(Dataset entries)
PR #303, opened 2021-09-18
Update dependencies

Zemanzo:
More dependency updates! Woo! Hopefully this also fixes any open security issues when it comes to dependencies.

Only `Cookies` had breaking changes that affected us, so that logic has been updated.

`Discord.js` is not updated in this PR because that's done in #301 of course.


src/client/user-state.js
```diff
@@ -1,19 +1,19 @@
...
-		userState.data = Cookies.getJSON("user_data");
+		userState.data = JSON.parse(Cookies.get("user_data"));
 	}
 }, false);
 
 let userState = {
 	AUTH_CHANGED: 0,
 
-	data: Cookies.getJSON("user_data")
+	data: JSON.parse(Cookies.get("user_data"))
```
Qaomen: image
When I logged out on the client page and refreshed, the page failed to load fully and got this in my console.

package.json
```diff
@@ -44,16 +44,16 @@
...
+    "react": "^17.0.2",
+    "react-dom": "^17.0.2",
     "reconnecting-websocket": "^4.4.0",
     "request": "^2.88.0",
     "request-promise-native": "^1.0.7",
     "semver": "^7.1.0",
     "stats-js": "^1.0.0",
     "styled-components": "^5.1.0",
-    "three": "^0.123.0",
+    "three": "^0.132.0",
```
Qaomen, line 56: It looks like Three.js has breaking changes (which we get warnings about when building the client), causing the editor to break:
image

Qaomen (changes requested):
Wooh more dependency updates! Slightly less wooh is that the cookies and editor are borked, meaning I couldn't fully test the pako dependency update either. :(

Zemanzo:
Heck I'm so smart, probably didn't even rebuild the client after bumping version numbers but before testing.

Zemanzo:
@Qaomen Actually before you approve this, try this map:
[Beach2-alpha.zip](https://github.com/Zemanzo/web-marbles/files/7230464/Beach2-alpha.zip)

When you load it, the start & starting gate are slightly offset, until you click the world tab, which causes it to snap back to how they *should* be positioned.
Unfortunately, when playing the map, it seems the start is actually saved with the offset as marbles fall off the track when they are spawned. I had trouble with getting the `_combineGeometry()` function in **models.js** working nicely again whilst fixing dependency stuff. Maybe you could take a quick look and see what's wrong?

[Task to complete]: Give back all the records exactly as they stand.

[Result of the exercise]:
PR #303, opened 2021-09-18
Update dependencies

Zemanzo:
More dependency updates! Woo! Hopefully this also fixes any open security issues when it comes to dependencies.

Only `Cookies` had breaking changes that affected us, so that logic has been updated.

`Discord.js` is not updated in this PR because that's done in #301 of course.


src/client/user-state.js
```diff
@@ -1,19 +1,19 @@
...
-		userState.data = Cookies.getJSON("user_data");
+		userState.data = JSON.parse(Cookies.get("user_data"));
 	}
 }, false);
 
 let userState = {
 	AUTH_CHANGED: 0,
 
-	data: Cookies.getJSON("user_data")
+	data: JSON.parse(Cookies.get("user_data"))
```
Qaomen: image
When I logged out on the client page and refreshed, the page failed to load fully and got this in my console.

package.json
```diff
@@ -44,16 +44,16 @@
...
+    "react": "^17.0.2",
+    "react-dom": "^17.0.2",
     "reconnecting-websocket": "^4.4.0",
     "request": "^2.88.0",
     "request-promise-native": "^1.0.7",
     "semver": "^7.1.0",
     "stats-js": "^1.0.0",
     "styled-components": "^5.1.0",
-    "three": "^0.123.0",
+    "three": "^0.132.0",
```
Qaomen, line 56: It looks like Three.js has breaking changes (which we get warnings about when building the client), causing the editor to break:
image

Qaomen (changes requested):
Wooh more dependency updates! Slightly less wooh is that the cookies and editor are borked, meaning I couldn't fully test the pako dependency update either. :(

Zemanzo:
Heck I'm so smart, probably didn't even rebuild the client after bumping version numbers but before testing.

Zemanzo:
@Qaomen Actually before you approve this, try this map:
[Beach2-alpha.zip](https://github.com/Zemanzo/web-marbles/files/7230464/Beach2-alpha.zip)

When you load it, the start & starting gate are slightly offset, until you click the world tab, which causes it to snap back to how they *should* be positioned.
Unfortunately, when playing the map, it seems the start is actually saved with the offset as marbles fall off the track when they are spawned. I had trouble with getting the `_combineGeometry()` function in **models.js** working nicely again whilst fixing dependency stuff. Maybe you could take a quick look and see what's wrong?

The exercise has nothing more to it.